Wednesday, November 22, 2017

It is true that the African population is very youthful, with 406 million young people aged 15-34, and 486 million children aged 0-14 years according to UN Population estimates.

The continent has the highest child-dependency rate in the world. For every 100 working age persons in Africa, there are approximately 73 children under 15-year olds who are dependent.

The population is estimated to double from 1 billion in 2010 to 2.4 billion by 2050. In 32 African countries, more than 40 per cent of their population is below 15 years old.

Similarly, some 11 million youth are expected to enter Africa’s labour market every year for the next decade, as per World Bank figures. By 2070, it is projected that Africa will have over 1 billion working age youth and over 800 million children.

The biggest puzzle facing African leaders today is how to turn its population into agents of sustainable development. Investment in young people to harness demographic dividend remains crucial.

Demographic Dividend (DD), as defined by the United Nations Population Fund (UNFPA), means "the economic growth potential that can result from shifts in a population’s age structure, mainly when the share of the working-age population (15 to 64) is larger than the non-working-age share of the population (14 and younger, and 65 and older).”

This shift in population age structure can yield economic benefits if only the change is accompanied by sustained investments in education, skills development, health, job creation and good governance.

This change can boost economic growth through increased productivity of the comparatively large proportion of working-age population.

However, it is important to note that the DD is not automatic nor guaranteed; the country will have to wisely invest in interventions that will simultaneously accelerate fertility decline to open the window of opportunity for the DD, increase investments in human capital development, economic reforms to create an enabling environment for the private sector to flourish and  make the economy competitive at global level and generate more jobs for its increasing workforce.

The pillars or wheels of DD (Education, Health/Family Planning, Economic reform and Governance) are interconnected; they reinforce each other; and should be implemented concomitantly in order to allow the country to benefit from sustained growth resulting from the demographic dividend.

Like cogs in a wheel, each is fundamental to the functioning of the rest. If one of the wheel collapses or is dysfunctional, all the remaining wheels will not help moving the machine, thereby limiting the extent to which a country can reap the demographic dividend. 

To conclude, I will highlight three critical points for consideration as we discuss Demographic Dividend:

First: Making the right investments to create that demographic transition:  This transition begins as fertility and mortality rates start to decline, leading to a larger working age population that is dependent and younger. The dividend comes when resources are used for economic development, and for greater per capita spending on higher quality health and education services, employment generation and putting in place the infrastructures for efficient public service delivery.
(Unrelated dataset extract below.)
Issue #404, opened 2021-02-28
Using vectorized IO (scatter/gather)


jakirkham:
Operations like `writelines` in [the Stream]( https://docs.python.org/3/library/asyncio-stream.html#asyncio.StreamWriter.writelines ) and [the Transport]( https://docs.python.org/3/library/asyncio-protocol.html?highlight=writelines#asyncio.WriteTransport.writelines ) APIs provide library authors the opportunity to send collections of buffers that they would like written, sent, etc. in one go. This can be really handy as it takes only one pass (as opposed to multiple passes) through layers of code to prepare buffers before they go out.

Many OSes supply similar C-level operations like [`writev` on POSIX compatible or similar on Windows]( https://en.wikipedia.org/wiki/Vectored_I/O ) for operating on file descriptors. Similarly [`sendmsg` on Linux and Unix]( https://linux.die.net/man/3/sendmsg ) or [`WSASend` on Windows]( https://docs.microsoft.com/en-us/windows/win32/api/winsock2/nf-winsock2-wsasend ) provide implementations for sockets.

Making the most of the demographic dividend depends heavily on appropriate public policy choices and investments made before or during the demographic transition, as the country moves from high death and fertility to low death and fertility with accompanying investments.
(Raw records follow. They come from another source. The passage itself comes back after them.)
PR #435, opened 2021-08-09
Use cibuildwheel to build wheels

elprans:

PR #447, opened 2021-10-23
Version bump of cibuildwheel

WAKayser:
Update cibuildwheel to 2.2.0, which will enable musllinux wheel builds. This is useful for environments like alpine linux containers.

### DIFF
--- a/.github/workflows/release.yml
+++ b/.github/workflows/release.yml
@@ -108,7 +108,7 @@ jobs:
       run: |
         brew install gnu-sed libtool autoconf automake
 
-    - uses: pypa/cibuildwheel@v2.1.1
+    - uses: pypa/cibuildwheel@v2.2.0
       env:
         CIBW_BUILD_VERBOSITY: 1
         CIBW_BUILD: ${{ matrix.cibw_python }}
--- a/.github/workflows/release.yml
+++ b/.github/workflows/release.yml
@@ -108,7 +108,7 @@ jobs:
       run: |
         brew install gnu-sed libtool autoconf automake
 
-    - uses: pypa/cibuildwheel@v2.2.0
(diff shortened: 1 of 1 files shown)


br3ndonland:
Thanks for taking care of this @WAKayser. I landed here after wondering why my uvloop installs were still so slow on Alpine Linux.

Cross-referencing the related PR MagicStack/uvloop#435 reviewed by @fantix. Would appreciate a review here as well.

Happy to help, if there's any way I can help move this forward.

ben9923:
I believe further changes are needed here.

There's currently a workaround for `cffi` wheels, invoking `yum`.
```yaml
# This is needed for now because cffi has no cp310 wheels
CIBW_BEFORE_ALL_LINUX: "yum -y install libffi-devel"
```

Running this command on Alpine would obviously fail, so it must be changed.
One option could simply be checking if `yum` exists as part of the command.
Another option would be using `cibuildwheel`'s override mechanism (toml-only, added quite recently IIRC,):
```toml
[[tool.cibuildwheel.overrides]]
select = "*-manylinux*"
before-all = "yum -y install libffi-devel"
```

While this is actually unnecessary now, as `cffi` has `cp310` wheels, adding `cp311` will re-introduce this requirement.
`cffi` also has no `musllinux` wheels, but it seems like the default image already has `libffi-dev`.

Might also be worth upgrading `cibuildwheel` to the latest version. It will change from `manylinux2010` to `manylinux2014` so if it's not desired an image would need to be set explicitly.

I would love to see musl wheels too, let me know if I can help :)
CC @elprans @fantix

fantix:
Thanks for the PR! This is already done now and musl wheels are built successfully in my latest test, will be included in the next release.

PR #453, opened 2021-12-08
fix incorrect main thread id value in mp.Process 

### LINKED ISSUE #452: incorrect main thread definition in subprocess
Hi, I have program with main process and a bunch subprocesses. Main process sends tasks via pipe to some subprocesses. Each subprocess are getting task synchronously in a separate thread and then process (send http query) in main thread of subprocess. I wanted to make `add_signal_handler` in main thread of each subprocess. But I got `ValueError: add_signal_handler() can only be called from the main thread` with `uvloop`. Asyncio works correctly. I think the main problem in `MAIN_THREAD_ID`. It's initialized only once.

* **uvloop version**: 0.16.0
* **Python version**: 3.8.10
* **Platform**: `Linux devvoip 5.4.0-91-generic #102-Ubuntu SMP Fri Nov 5 16:31:28 UTC 2021 x86_64 x86_64 x86_64 GNU/Linux`

* **Does uvloop behave differently from vanilla asyncio? How?**: `uvloop` raises ValueError, `asyncio` works fine

horpto:
fixes #452

MAIN_THREAD_ID had incorrect value when you run uvloop in subprocess. So it was affecting `_setup_or_resume_signals`. Subprocess is runned via `multiprocessing.Process` and should be closed by signal. However subprocess gets signal and stucks in eternal loop.

### DIFF
--- a/uvloop/loop.pyx
+++ b/uvloop/loop.pyx
@@ -141,7 +141,6 @@ cdef class Loop:
 
         self._closed = 0
         self._debug = 0
-        self._thread_is_main = 0
         self._thread_id = 0
         self._running = 0
         self._stopping = 0
@@ -215,7 +214,7 @@ cdef class Loop:
         self._servers = set()
 
     cdef inline _is_main_thread(self):
-        return MAIN_THREAD_ID == PyThread_get_thread_ident()
+        return threading_main_thread().ident == PyThread_get_thread_ident()
 
     def __init__(self):
         self.set_debug((not sys_ignore_environment
@@ -519,7 +518,6 @@ cdef class Loop:
         self._last_error = None
 
         self._thread_id = PyThread_get_thread_ident()
-        self._thread_is_main = MAIN_THREAD_ID == self._thread_id
         self._running = 1
 
         self.handler_check__exec_writes.start()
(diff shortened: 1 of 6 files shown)


horpto:
@1st1 hello, could you please review or call someone else who can review

uvloop/loop.pyx
```diff
@@ -216,7 +215,7 @@ cdef class Loop:
         self._servers = set()
 
     cdef inline _is_main_thread(self):
-        return MAIN_THREAD_ID == PyThread_get_thread_ident()
+        return threading_main_thread().ident == PyThread_get_thread_ident()
```
1st1, line 218: @fantix this is a pretty performance-critical function. I don't like calling `threading_main_thread()` here. We should instead cache it on the first call.

fantix: I think so too.

Even though the code change makes sense, I'm still trying to reproduce the original issue with `multiprocessing`. It just seems it's a very specific mixing usage of uvloop and `multiprocessing` - I'll add a test if reproduced.

fantix (approved):
Thanks for the PR! I added a test and made the main thread ID a lazy value for runtime performance.

PR #3158, opened 2026-04-14
Document webhook reconciliation behavior in shopify-app-express

joshwheeler:
The README does not document that when `auth.callback()` completes an offline OAuth session, it automatically calls `register()`, which deletes any webhook subscriptions not declared in `webhookHandlers`.

Added a Webhook registration section explaining this behavior and a migration warning for apps moving from custom implementations.


byrichardpowell:
Thanks @joshwheeler 

I've pushed some updates:

1. Made it clear [app specific webhooks](https://shopify.dev/docs/apps/build/webhooks/subscribe#app-specific-vs-shop-specific-subscriptions) are preferable.
2. Made it clear which API's apply to shop vs app specific webhooks
3. Added proper changelog entry & version bump so the README gets picked up on npm.

If yu are comfortable with these changes please merge 👍

byrichardpowell (approved):

PR #3182, opened 2026-04-22
Fix cross-origin parameter propagation in admin redirect helper

lizkenyon:
## Summary

- The admin `redirect` helper decided whether to copy request parameters onto the destination using `url.startsWith('/')`. That lexical check disagrees with how `new URL(url, base)` actually resolves URLs — protocol-relative (`//attacker.com/x`) and backslash-prefixed (`/\attacker.com/x`) inputs start with `/` but resolve cross-origin, so request parameters (including `id_token`, `shop`, `host`, and `embedded`) were being copied to non-same-origin destinations.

Second: The demographic dividend is limited in time and requires immediate preparatory investments. This window of opportunity for African countries to harness the demographic dividend opens for limited time. If the change in age structure resulting in the youth bulge happens in the absence of adequate investments in critical areas such as health, education and job creation, then a country is unlikely to earn a sizeable dividend.

Third: The centrality of investing in adolescent girls and empowering our women. Many girls in the Africa region are subjected to child marriage, early and unplanned pregnancies, limited access to health care and inadequate education. Effective demographic transition will only materialise if young girls and women are empowered through education and have the right information on sexual and reproductive health issues that allow them making the right informed choices.